PR #630, opened 2026-08-03
Implement RFC 9701 JWT response representation and HTTP content negotiation

n0900:
Implements correct RFC9701 wire format (sections 4, 5, 8.1, 10.3, and 10.4). Does not modify existing flows using this format.
`TokenIntrospectionJwt` defines new content type and content negotiation is now handled via `Accept` Header.

Accept semantics implemented as in [RFC9110](https://datatracker.ietf.org/doc/html/rfc9110#section-12.5.1)

### DIFF
--- a/openid-data-classes/src/commonMain/kotlin/at/asitplus/openid/TokenIntrospectionResponse.kt
+++ b/openid-data-classes/src/commonMain/kotlin/at/asitplus/openid/TokenIntrospectionResponse.kt
@@ -1,7 +1,7 @@
 package at.asitplus.openid
 
 import io.ktor.http.ContentType
-import io.ktor.http.parseHeaderValue
+import io.ktor.http.parseAndSortContentTypeHeader
 
 sealed interface TokenIntrospectionResponse {
 
@@ -11,28 +11,31 @@ sealed interface TokenIntrospectionResponse {
             acceptHeader: String?,
             defaultResponseFormat: ContentType,
         ): ContentType {
-            val entries = parseHeaderValue(acceptHeader ?: ContentType.Any.toString()).map {
-                val mediaRange = it.params
-                    .filterNot { parameter -> parameter.name.equals("q", ignoreCase = true) }
-                    .fold(ContentType.parse(it.value)) { contentType, parameter ->
-                        contentType.withParameter(parameter.name, parameter.value)
-                    }
-                AcceptHeaderEntry(
-                    mediaRange = mediaRange,
-                    quality = it.quality,
-                )
+            val entries = parseAndSortContentTypeHeader(acceptHeader ?: ContentType.Any.toString()).map {
+                val parsedMediaRange = ContentType.parse(it.value)
+                ContentType(
+                    contentType = parsedMediaRange.contentType,
+                    contentSubtype = parsedMediaRange.contentSubtype,
+                    parameters = it.params.filterNot { parameter ->
+                        parameter.name.equals("q", ignoreCase = true)
+                    },
+                ) to it.quality
             }
 
             val candidatesWithEffectiveQuality = listOf(
                 TokenIntrospectionResponseJwt.contentType,
                 TokenIntrospectionResponseJson.contentType,
             ).mapNotNull { candidate ->
-                entries.filter { candidate.match(it.mediaRange) }
-                    .maxWithOrNull(
-                        compareBy<AcceptHeaderEntry> { it.mediaRange.typeSpecificity }
-                            .thenBy { it.mediaRange.parameters.size }
-                    )
-                    ?.quality
+                entries.filter { candidate.match(it.first) }
+                    .reduceOrNull { current, next ->
+                        val currentMediaRange = current.first
+                        val nextMediaRange = next.first
+                        if (
+                            nextMediaRange.match(currentMediaRange) &&
+                            !currentMediaRange.match(nextMediaRange)
+                        ) next else current
+                    }
+                    ?.second
                     ?.let { candidate to it }
             }
 
@@ -50,18 +53,6 @@ sealed interface TokenIntrospectionResponse {
             return defaultResponseFormat.takeIf { it in preferredCandidates }
                 ?: preferredCandidates.first()
         }
-
-        private data class AcceptHeaderEntry(
-            val mediaRange: ContentType,
-            val quality: Double,
-        )
-
-        private val ContentType.typeSpecificity: Int
-            get() = when {
-                contentType == "*" -> 0
-                contentSubtype == "*" -> 1
-                else -> 2
-            }
 
     }
 }
--- a/openid-data-classes/src/commonMain/kotlin/at/asitplus/openid/TokenIntrospectionResponse.kt
+++ b/openid-data-classes/src/commonMain/kotlin/at/asitplus/openid/TokenIntrospectionResponse.kt
@@ -1,5 +1,7 @@
 package at.asitplus.openid
 
+import at.asitplus.KmmResult
+import at.asitplus.catching
 import io.ktor.http.ContentType
 import io.ktor.http.parseAndSortContentTypeHeader
 
@@ -10,7 +12,7 @@ sealed interface TokenIntrospectionResponse {
         fun parseAcceptHeader(
             acceptHeader: String?,
             defaultResponseFormat: ContentType,
-        ): ContentType {
+        ): KmmResult<ContentType> = catching {
             val entries = parseAndSortContentTypeHeader(acceptHeader ?: ContentType.Any.toString()).map {
                 ContentType.parse(it.value) to it.quality
             }
@@ -43,7 +45,7 @@ sealed interface TokenIntrospectionResponse {
                 .filter { it.second == highestQuality }
                 .map { it.first }
 
-            return defaultResponseFormat.takeIf { it in preferredCandidates }
+            defaultResponseFormat.takeIf { it in preferredCandidates }
                 ?: preferredCandidates.first()
         }
 
--- a/openid-data-classes/src/commonMain/kotlin/at/asitplus/openid/TokenIntrospectionResponse.kt
+++ b/openid-data-classes/src/commonMain/kotlin/at/asitplus/openid/TokenIntrospectionResponse.kt
@@ -1,0 +1,3 @@
+package at.asitplus.openid
+
+sealed interface TokenIntrospectionResponse
--- a/openid-data-classes/src/commonMain/kotlin/at/asitplus/openid/TokenIntrospectionResponse.kt
+++ b/openid-data-classes/src/commonMain/kotlin/at/asitplus/openid/TokenIntrospectionResponse.kt
@@ -12,15 +12,13 @@ sealed interface TokenIntrospectionResponse {
             defaultResponseFormat: ContentType,
         ): ContentType {
             val entries = parseHeaderValue(acceptHeader ?: ContentType.Any.toString()).map {
-                val parsedContentType = ContentType.parse(it.value)
+                val mediaRange = it.params
+                    .filterNot { parameter -> parameter.name.equals("q", ignoreCase = true) }
+                    .fold(ContentType.parse(it.value)) { contentType, parameter ->
+                        contentType.withParameter(parameter.name, parameter.value)
+                    }
                 AcceptHeaderEntry(
-                    mediaRange = ContentType(
-                        contentType = parsedContentType.contentType,
-                        contentSubtype = parsedContentType.contentSubtype,
-                        parameters = it.params.takeWhile { parameter ->
-                            !parameter.name.equals("q", ignoreCase = true)
-                        },
-                    ),
+                    mediaRange = mediaRange,
                     quality = it.quality,
                 )
             }
--- a/openid-data-classes/src/commonMain/kotlin/at/asitplus/openid/TokenIntrospectionResponse.kt
+++ b/openid-data-classes/src/commonMain/kotlin/at/asitplus/openid/TokenIntrospectionResponse.kt
@@ -14,7 +14,12 @@ sealed interface TokenIntrospectionResponse {
             defaultResponseFormat: ContentType,
         ): KmmResult<ContentType> = catching {
             val entries = parseAndSortContentTypeHeader(acceptHeader ?: ContentType.Any.toString()).map {
-                ContentType.parse(it.value) to it.quality
+                val parsedContentType = ContentType.parse(it.value)
+                ContentType(
+                    parsedContentType.contentType,
+                    parsedContentType.contentSubtype,
+                    it.params.takeWhile { parameter -> !parameter.name.equals("q", ignoreCase = true) },
+                ) to it.quality
             }
 
             val candidatesWithEffectiveQuality = listOf(
--- a/openid-data-classes/src/commonMain/kotlin/at/asitplus/openid/TokenIntrospectionResponse.kt
+++ b/openid-data-classes/src/commonMain/kotlin/at/asitplus/openid/TokenIntrospectionResponse.kt
@@ -1,3 +1,69 @@
 package at.asitplus.openid
 
-sealed interface TokenIntrospectionResponse
+import io.ktor.http.ContentType
+import io.ktor.http.parseHeaderValue
+
+sealed interface TokenIntrospectionResponse {
+
+    companion object {
+        /** Selects the supported response format with the highest effective quality. */
+        fun parseAcceptHeader(
+            acceptHeader: String?,
+            defaultResponseFormat: ContentType,
+        ): ContentType {
+            val entries = parseHeaderValue(acceptHeader ?: ContentType.Any.toString()).map {
+                val parsedContentType = ContentType.parse(it.value)
+                AcceptHeaderEntry(
+                    mediaRange = ContentType(
+                        contentType = parsedContentType.contentType,
+                        contentSubtype = parsedContentType.contentSubtype,
+                        parameters = it.params.takeWhile { parameter ->
+                            !parameter.name.equals("q", ignoreCase = true)
+                        },
+                    ),
+                    quality = it.quality,
+                )
+            }
+
+            val candidatesWithEffectiveQuality = listOf(
+                TokenIntrospectionResponseJwt.contentType,
+                TokenIntrospectionResponseJson.contentType,
+            ).mapNotNull { candidate ->
+                entries.filter { candidate.match(it.mediaRange) }
+                    .maxWithOrNull(
+                        compareBy<AcceptHeaderEntry> { it.mediaRange.typeSpecificity }
+                            .thenBy { it.mediaRange.parameters.size }
+                    )
+                    ?.quality
+                    ?.let { candidate to it }
+            }
+
+            val highestQuality = candidatesWithEffectiveQuality
+                .maxOfOrNull { it.second }
+                ?.takeIf { it > 0.0 }
+                ?: throw IllegalArgumentException(
+                    "The Accept header does not contain a supported response format."
+                )
+
+            val preferredCandidates = candidatesWithEffectiveQuality
+                .filter { it.second == highestQuality }
+                .map { it.first }
+
+            return defaultResponseFormat.takeIf { it in preferredCandidates }
+                ?: preferredCandidates.first()
+        }
+
+        private data class AcceptHeaderEntry(
+            val mediaRange: ContentType,
+            val quality: Double,
+        )
+
+        private val ContentType.typeSpecificity: Int
+            get() = when {
+                contentType == "*" -> 0
+                contentSubtype == "*" -> 1
+                else -> 2
+            }
+
+    }
+}
--- a/openid-data-classes/src/commonMain/kotlin/at/asitplus/openid/TokenIntrospectionResponse.kt
+++ b/openid-data-classes/src/commonMain/kotlin/at/asitplus/openid/TokenIntrospectionResponse.kt
@@ -12,14 +12,7 @@ sealed interface TokenIntrospectionResponse {
             defaultResponseFormat: ContentType,
         ): ContentType {
             val entries = parseAndSortContentTypeHeader(acceptHeader ?: ContentType.Any.toString()).map {
-                val parsedMediaRange = ContentType.parse(it.value)
-                ContentType(
-                    contentType = parsedMediaRange.contentType,
-                    contentSubtype = parsedMediaRange.contentSubtype,
-                    parameters = it.params.filterNot { parameter ->
-                        parameter.name.equals("q", ignoreCase = true)
-                    },
-                ) to it.quality
+                ContentType.parse(it.value) to it.quality
             }
 
             val candidatesWithEffectiveQuality = listOf(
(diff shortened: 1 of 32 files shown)


openid-data-classes/src/commonMain/kotlin/at/asitplus/openid/TokenIntrospectionResponse.kt
```diff
@@ -1,128 +1,51 @@
...
-    val jwt: String,
-) : TokenIntrospectionResult
+import io.ktor.http.ContentType
+import io.ktor.http.parseAndSortContentTypeHeader
+
+sealed interface TokenIntrospectionResponse {
+
+    companion object {
+        /** Selects the supported response format with the highest effective quality. */
+        fun parseAcceptHeader(
```
nodh, line 10: This method looks rather large, I'm surprised there is no functionality for that in ktor, but I'm also sure you've checked that.

openid-data-classes/src/commonMain/kotlin/at/asitplus/openid/TokenIntrospectionResponseJwtPayload.kt
```diff
@@ -0,0 +1,37 @@
+package at.asitplus.openid
+
+import at.asitplus.signum.indispensable.io.InstantLongSerializer
+import at.asitplus.signum.indispensable.io.TransformingSerializerTemplate
```
nodh, line 4: Several unused imports here

openid-data-classes/src/commonMain/kotlin/at/asitplus/openid/TokenIntrospectionResponseJson.kt
```diff
@@ -0,0 +1,133 @@
+package at.asitplus.openid
+
+import at.asitplus.signum.indispensable.io.InstantLongSerializer
+import at.asitplus.wallet.lib.data.IntrospectionJwt
```
nodh, line 4: unused import

vck-openid-ktor/src/commonMain/kotlin/at/asitplus/wallet/lib/ktor/openid/OAuth2KtorClient.kt
```diff
@@ -428,19 +429,21 @@ class OAuth2KtorClient(
...
     suspend fun callTokenIntrospection(
         oauthMetadata: OAuth2AuthorizationServerMetadata,
+        responseFormat: ContentType,
         request: TokenIntrospectionRequest,
         token: String,
         popAudience: String,
         retryCount: Int = 0,
         issuerMetadata: IssuerMetadata? = null,
-    ): TokenIntrospectionResponse = oauthMetadata.introspectionEndpoint?.let { url ->
+    ): TokenIntrospectionResponseJson = oauthMetadata.introspectionEndpoint?.let { url ->
```
nodh, line 442: This change of the return type should be documented in the changelog ... but shouldn't this return the super type `TokenIntrospectionResponse`?

vck-openid-ktor/src/commonMain/kotlin/at/asitplus/wallet/lib/ktor/openid/OAuth2KtorClient.kt
```diff
@@ -428,19 +429,21 @@ class OAuth2KtorClient(
 
     /**
      * Calls the token introspection endpoint ([OAuth2AuthorizationServerMetadata.introspectionEndpoint])
-     * to check whether the given token is active, returns [TokenInfo] on success, otherwise throws [InvalidToken].
+     * to check whether the given token is active, returns [TokenIntrospectionResponseJson] on success, otherwise throws [InvalidToken].
      */
     suspend fun callTokenIntrospection(
         oauthMetadata: OAuth2AuthorizationServerMetadata,
+        responseFormat: ContentType,
```
nodh, line 436: This new parameter should be documented in the changelog, and the old method signature should forward to the new one.
Please also move into a position after `request`, and name it something that matches the intent of the "accept" header? It is not the format of the response, but the requested format (or a better name).

vck-openid-ktor/src/commonMain/kotlin/at/asitplus/wallet/lib/ktor/openid/OAuth2KtorClient.kt
```diff
@@ -598,29 +605,19 @@ data class TokenResponseWithDpopNonce(
...
-): TokenIntrospectionResponse = catchingUnwrapped {
-    if (requestedResponseFormat == TokenIntrospectionRequest.ResponseFormat.JWT) {
-        parseJwt(body, verifyTokenIntrospectionJwt)
-    } else {
-        catchingUnwrapped {
-            joseCompliantSerializer.decodeFromString(TokenIntrospectionResponse.serializer(), body)
-        }.getOrElse {
-            parseJwt(body, verifyTokenIntrospectionJwt)
-        }
+    responseFormat: ContentType,
```
nodh, line 608: shouldn't we read the content type the server sends when parsing the response? In my opinion we should not fail here when we request JWT, but the server doesn't support it.

vck-openid/src/commonMain/kotlin/at/asitplus/wallet/lib/oauth2/AuthorizationService.kt
```diff
@@ -85,12 +85,15 @@ interface AuthorizationService {
...
     /**
      * [RFC7662](https://datatracker.ietf.org/doc/html/rfc7662): OAuth 2.0 Token Introspection
+     * [RFC 9701](https://datatracker.ietf.org/doc/rfc9701/): JWT Response for OAuth 2.0 Token Introspection
      *
+     * @param acceptHeader as sent from the client as HTTP `Accept` header, or `null` if the header was omitted
      * @param request as sent from the client as form POST
      * @param httpRequest information about the HTTP request from the client, to validate authentication
      */
     suspend fun tokenIntrospection(
+        acceptHeader: String?,
```
nodh, line 95: Needs a changelog entry and the old method deprecated and forwarding to the new method. And please keep `request` at first position, since `acceptHeader` is optional, and probably should have a default value.

vck-openid/src/commonTest/kotlin/at/asitplus/wallet/lib/oidvci/OidvciCodeFlowTest.kt
```diff
@@ -58,6 +58,7 @@ import io.kotest.matchers.nulls.shouldNotBeNull
 import io.kotest.matchers.shouldBe
 import io.kotest.matchers.string.shouldNotBeEmpty
 import io.kotest.matchers.types.shouldBeInstanceOf
+import io.ktor.http.*
```
nodh, line 61: not needed

vck-openid/src/commonTest/kotlin/at/asitplus/wallet/lib/oidvci/OidvciAttestationTest.kt
```diff
@@ -66,6 +66,7 @@ import io.kotest.matchers.nulls.shouldNotBeNull
 import io.kotest.matchers.shouldBe
 import io.kotest.matchers.string.shouldContain
 import io.kotest.matchers.types.shouldBeInstanceOf
+import io.ktor.http.*
```
nodh, line 69: not needed

nodh (changes requested):

vck-openid-ktor/src/commonMain/kotlin/at/asitplus/wallet/lib/ktor/openid/OAuth2KtorClient.kt
n0900: Well after verifying the JWT itself I suppose only the `TokenIntrospection` part is worth keeping? Saves us from case-distinctions downstream.

vck-openid/src/commonMain/kotlin/at/asitplus/wallet/lib/oauth2/AuthorizationService.kt
n0900: Changelog: Done
Deprecation: Done
Default value: By default the `accept` header may be absent which is then treated as `*/*` so `null` is not neutral. Because it is important i want the consumer to hand it over explicitly

openid-data-classes/src/commonMain/kotlin/at/asitplus/openid/TokenIntrospectionResponse.kt
n0900: Ktor as a server does via the content negotiation plugin but it doesnt expose a traditional function as far as i can see. The only thing me (and codex) were able to find was `parseAndSortContentTypeHeader` but then you cannot select the top results because of the `q` parameter

vck-openid-ktor/src/commonMain/kotlin/at/asitplus/wallet/lib/ktor/openid/OAuth2KtorClient.kt
n0900: In that case we should refactor this to allow arbitrary `accept` header formats

vck-openid/src/commonMain/kotlin/at/asitplus/wallet/lib/oauth2/AuthorizationService.kt
```diff
@@ -83,14 +84,25 @@ interface AuthorizationService {
...
      * [RFC7662](https://datatracker.ietf.org/doc/html/rfc7662): OAuth 2.0 Token Introspection
+     * [RFC 9701](https://datatracker.ietf.org/doc/rfc9701/): JWT Response for OAuth 2.0 Token Introspection
      *
      * @param request as sent from the client as form POST
+     * @param acceptHeader as sent from the client as HTTP `Accept` header, or `null` if the header was omitted
      * @param httpRequest information about the HTTP request from the client, to validate authentication
      */
     suspend fun tokenIntrospection(
         request: TokenIntrospectionRequest,
+        acceptHeader: String?,
```
nodh: Should probably be put into `RequestInfo`

vck-openid-ktor/src/commonMain/kotlin/at/asitplus/wallet/lib/ktor/openid/OAuth2KtorClient.kt
```diff
@@ -598,29 +630,21 @@ data class TokenResponseWithDpopNonce(
...
-        }
+    responseContentType: ContentType?,
+    verifyTokenIntrospectionJwt: suspend (JwsCompactTyped<TokenIntrospectionResponseJwtPayload>) -> Boolean,
+): TokenIntrospectionResponseJson = catchingUnwrapped {
+    when (responseContentType?.withoutParameters()) {
+        TokenIntrospectionResponseJson.contentType ->
+            joseCompliantSerializer.decodeFromString<TokenIntrospectionResponseJson>(body)
+
+        TokenIntrospectionResponseJwt.contentType -> JwsCompactTyped<TokenIntrospectionResponseJwtPayload>(body).apply {
+            require(verifyTokenIntrospectionJwt(this)) { "Token introspection JWT validation failed" }
```
nodh, line 641: but here the signature is never checked, right?

vck-openid/src/commonMain/kotlin/at/asitplus/wallet/lib/oauth2/SimpleAuthorizationService.kt
```diff
@@ -654,34 +668,44 @@ class SimpleAuthorizationService @JvmOverloads constructor(
...
     override suspend fun tokenIntrospection(
         request: TokenIntrospectionRequest,
+        acceptHeader: String?,
         httpRequest: RequestInfo?,
-    ): KmmResult<TokenIntrospectionResult> = catching {
-        // TODO Which client_id to pass?
-        clientAuthenticationService.authenticateClient(httpRequest, null)
+    ): KmmResult<TokenIntrospectionResponse> = catching {
+        val authenticatedResourceServerId =
+            clientAuthenticationService.authenticateClientAndGetIdentity(httpRequest, null)
```
nodh, line 674: I'm working on a refactoring of binding client identities to request ... can we keep the code here as it is for now please?

openid-data-classes/src/commonMain/kotlin/at/asitplus/openid/TokenIntrospectionResponse.kt
```diff
@@ -1,128 +1,51 @@
...
+                        ) next else current
+                    }
+                    ?.second
+                    ?.let { candidate to it }
+            }
+
+            val highestQuality = candidatesWithEffectiveQuality
+                .maxOfOrNull { it.second }
+                ?.takeIf { it > 0.0 }
+                ?: throw IllegalArgumentException(
```
nodh, line 40: these exception types should be mapped to an `OAuth2Exception` when called from `SimpleAuthorizationService` (or return `KmmResult` here?)

openid-data-classes/src/commonMain/kotlin/at/asitplus/wallet/lib/data/MediaTypes.kt
```diff
@@ -24,5 +26,16 @@ data object MediaTypes {
...
     }
 }
+
+/**
+ * KTOR integration: Receiver parameter for namespace
+ * See [MediaTypes.Application.INTROSPECTION_JWT]
+ */
+@Suppress("UnusedReceiverParameter")
+val ContentType.Application.IntrospectionJwt: ContentType
+    get() = ContentType.parse(INTROSPECTION_JWT)
```
nodh, line 41: better a hard coded value instead of a getter so it's not computed on every access

vck-openid-ktor/src/commonMain/kotlin/at/asitplus/wallet/lib/ktor/openid/OAuth2KtorClient.kt
```diff
@@ -426,21 +427,41 @@ class OAuth2KtorClient(
...
         popAudience: String,
+        requestedResponseFormats: List<ContentType>,
         retryCount: Int = 0,
         issuerMetadata: IssuerMetadata? = null,
-    ): TokenIntrospectionResponse = oauthMetadata.introspectionEndpoint?.let { url ->
+    ): TokenIntrospectionResponseJson = oauthMetadata.introspectionEndpoint?.let { url ->
         Napier.i("callTokenIntrospection: $url with $request")
         val response = try {
             client.request {
+                requestedResponseFormats.forEach { accept(it) }
```
nodh, line 464: This emits several `Accept` headers, but I thought that there should be only one header, and then a comma separated list: https://developer.mozilla.org/en-US/docs/Web/HTTP/Reference/Headers/Accept

vck-openid/src/commonMain/kotlin/at/asitplus/wallet/lib/oauth2/SimpleAuthorizationService.kt
nodh: See https://github.com/a-sit-plus/vck/pull/646

vck-openid-ktor/src/commonMain/kotlin/at/asitplus/wallet/lib/ktor/openid/OAuth2KtorClient.kt
n0900: From the description of `accept`: "Appends the Accept header with a specific contentType." So it should not add a new header each time

nodh: My tests say otherwise, also `append` refers to the list of headers here, see https://github.com/ktorio/ktor/blob/main/ktor-client/ktor-client-core/common/src/io/ktor/client/request/utils.kt#L87 and https://github.com/ktorio/ktor/blob/main/ktor-utils/common/src/io/ktor/util/StringValues.kt#L401

n0900: mb misread the docs

JesusMcCloud:
@n0900 request s review from me, once everything is addressed

openid-data-classes/src/commonMain/kotlin/at/asitplus/wallet/lib/data/MediaTypes.kt
n0900: If we remove the getter we get "Extension property cannot be initialized because it has no backing field."
how big of an issue is this? I think the unified namespace is quite valuable

vck-openid-ktor/src/commonMain/kotlin/at/asitplus/wallet/lib/ktor/openid/OAuth2KtorClient.kt
n0900: After reviewing this further multiple accept headers is allowed according to [RFC 9110](https://datatracker.ietf.org/doc/html/rfc9110#name-field-lines-and-combined-fi) and seemingly also the more stable way of working with KTOR.

Their ContentNegotiation plugin explicitly uses the same method in [L187-196](https://github.com/ktorio/ktor/blob/5ba9d6fdf1ea9acfac5de67e7fe5a072639eac64/ktor-client/ktor-client-plugins/ktor-client-content-negotiation/common/src/io/ktor/client/plugins/contentnegotiation/ContentNegotiation.kt#L187).
This adds a new `Accept` header for each configured serial format if it is not already appended.

Additionally I found a bug while looking through this when using combined headers
```
val ContentNegotiationAcceptHeaderTest by matrixSuite {
    test("JSON content negotiation adds a second Accept header") {
        val mockEngine = MockEngine { respondOk() }

        HttpClient(mockEngine) {
            install(ContentNegotiation) { json() }
        }.use { client ->
            client.get("https://example.com") {
                header(HttpHeaders.Accept, "text/plain;q=0.5")
            }
        }

        mockEngine.requestHistory.single().headers.getAll(HttpHeaders.Accept) shouldBe listOf(
            "text/plain;q=0.5",
            "application/json",
        )
    }

    test("JSON content negotiation adds implicit q=1 despite q=0 in a combined Accept header") {
        val combinedAcceptHeader = "application/json;q=0, text/plain;q=0.5"
        val mockEngine = MockEngine { respondOk() }

        HttpClient(mockEngine) {
            install(ContentNegotiation) { json() }
        }.use { client ->
            client.get("https://example.com") {
                header(HttpHeaders.Accept, combinedAcceptHeader)
            }
        }

        // Ktor's duplicate check uses ContentType.parse, which retains only the last media range.
        val acceptHeaders = mockEngine.requestHistory.single().headers.getAll(HttpHeaders.Accept).shouldNotBeNull()
        acceptHeaders shouldBe listOf(
            combinedAcceptHeader,
            "application/json",
        )

        // The explicit JSON exclusion conflicts with the implicit q=1 added by ContentNegotiation.
        parseHeaderValue(acceptHeaders.joinToString(", "))
            .filter { it.value == "application/json" }
            .map { it.quality } shouldBe listOf(0.0, 1.0)
    }
}

```


Edit: Fixed in upcoming KTOR version https://github.com/ktorio/ktor/pull/5862

vck-openid-ktor/src/commonMain/kotlin/at/asitplus/wallet/lib/ktor/openid/OAuth2KtorClient.kt
n0900: it does whatever `verifyTokenIntrospectionJwt` does. Currently it just points to `true` yes.

n0900:
Current gaps out of scope for this branch which still need to be addressed (Codex audit):

  - JSON introspection succeeds without an authenticated caller. RFC 9701 requires authentication for every introspection request and HTTP 400 for unauthenticated requests.
  - The authenticated resource server is not checked against the introspected token’s intended audience or data-access policy.
  - OAuth2KtorClient accepts syntactically valid JWT responses by default without verifying the signature, typ, iss, aud, or iat.
  - Introspection requests select authentication using token_endpoint_auth_methods_supported instead of introspection_endpoint_auth_methods_supported.
  - RFC 9701 response-signing and encryption metadata fields are not modeled or published.

n0900:
@codex review

vck-openid-ktor/src/commonMain/kotlin/at/asitplus/wallet/lib/ktor/openid/RemoteOAuth2AuthorizationServerAdapter.kt
```diff
@@ -60,6 +62,9 @@ class RemoteOAuth2AuthorizationServerAdapter(
     val internalTokenVerificationService: TokenVerificationService,
     /** Used to provide DPoP nonces for credential requests, which will be verified by [internalTokenVerificationService]. */
     val dpopNonceService: NonceService = DefaultNonceService(),
+    /** Response media ranges sent to the remote token introspection endpoint. */
+    private val tokenIntrospectionResponseFormats: List<ContentType> =
+        listOf(TokenIntrospectionResponseJwt.contentType),
```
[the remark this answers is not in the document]
n0900: Ktor ContentNegotiation should automatically add `Json` if installed

openid-data-classes/src/commonMain/kotlin/at/asitplus/openid/TokenIntrospectionResponse.kt
```diff
@@ -1,128 +1,58 @@
...
+            acceptHeader: String?,
+            defaultResponseFormat: ContentType,
+        ): KmmResult<ContentType> = catching {
+            val entries = parseAndSortContentTypeHeader(acceptHeader ?: ContentType.Any.toString()).map {
+                val parsedContentType = ContentType.parse(it.value)
+                ContentType(
+                    parsedContentType.contentType,
+                    parsedContentType.contentSubtype,
+                    it.params.takeWhile { parameter -> !parameter.name.equals("q", ignoreCase = true) },
+                ) to it.quality
```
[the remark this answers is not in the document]
n0900: Fixed in https://github.com/ktorio/ktor/pull/5794

openid-data-classes/src/commonMain/kotlin/at/asitplus/wallet/lib/data/MediaTypes.kt
nodh: Oh yeah, then keep it!

nodh (commented):
See open comment threads

openid-data-classes/src/commonMain/kotlin/at/asitplus/openid/TokenIntrospectionResponse.kt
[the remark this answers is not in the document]
JesusMcCloud: Grrrr! Ktor 3.6.0 just released AFTER I released new conventions. Anyhow, we can remove this and update to Ktor 3.6.0 (unless 3.6.0 introduces regressions)

JesusMcCloud (changes requested):
I think we should try and see if Ktor 3.6.0 *just works*, so we can remove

■ **Your task**: Filter the entries down to the lines holding the string "nextMediaRange". Copy each of those lines.

■ **Solution to the problem**:
+                        val nextMediaRange = next.first
+                            nextMediaRange.match(currentMediaRange) &&
+                            !currentMediaRange.match(nextMediaRange)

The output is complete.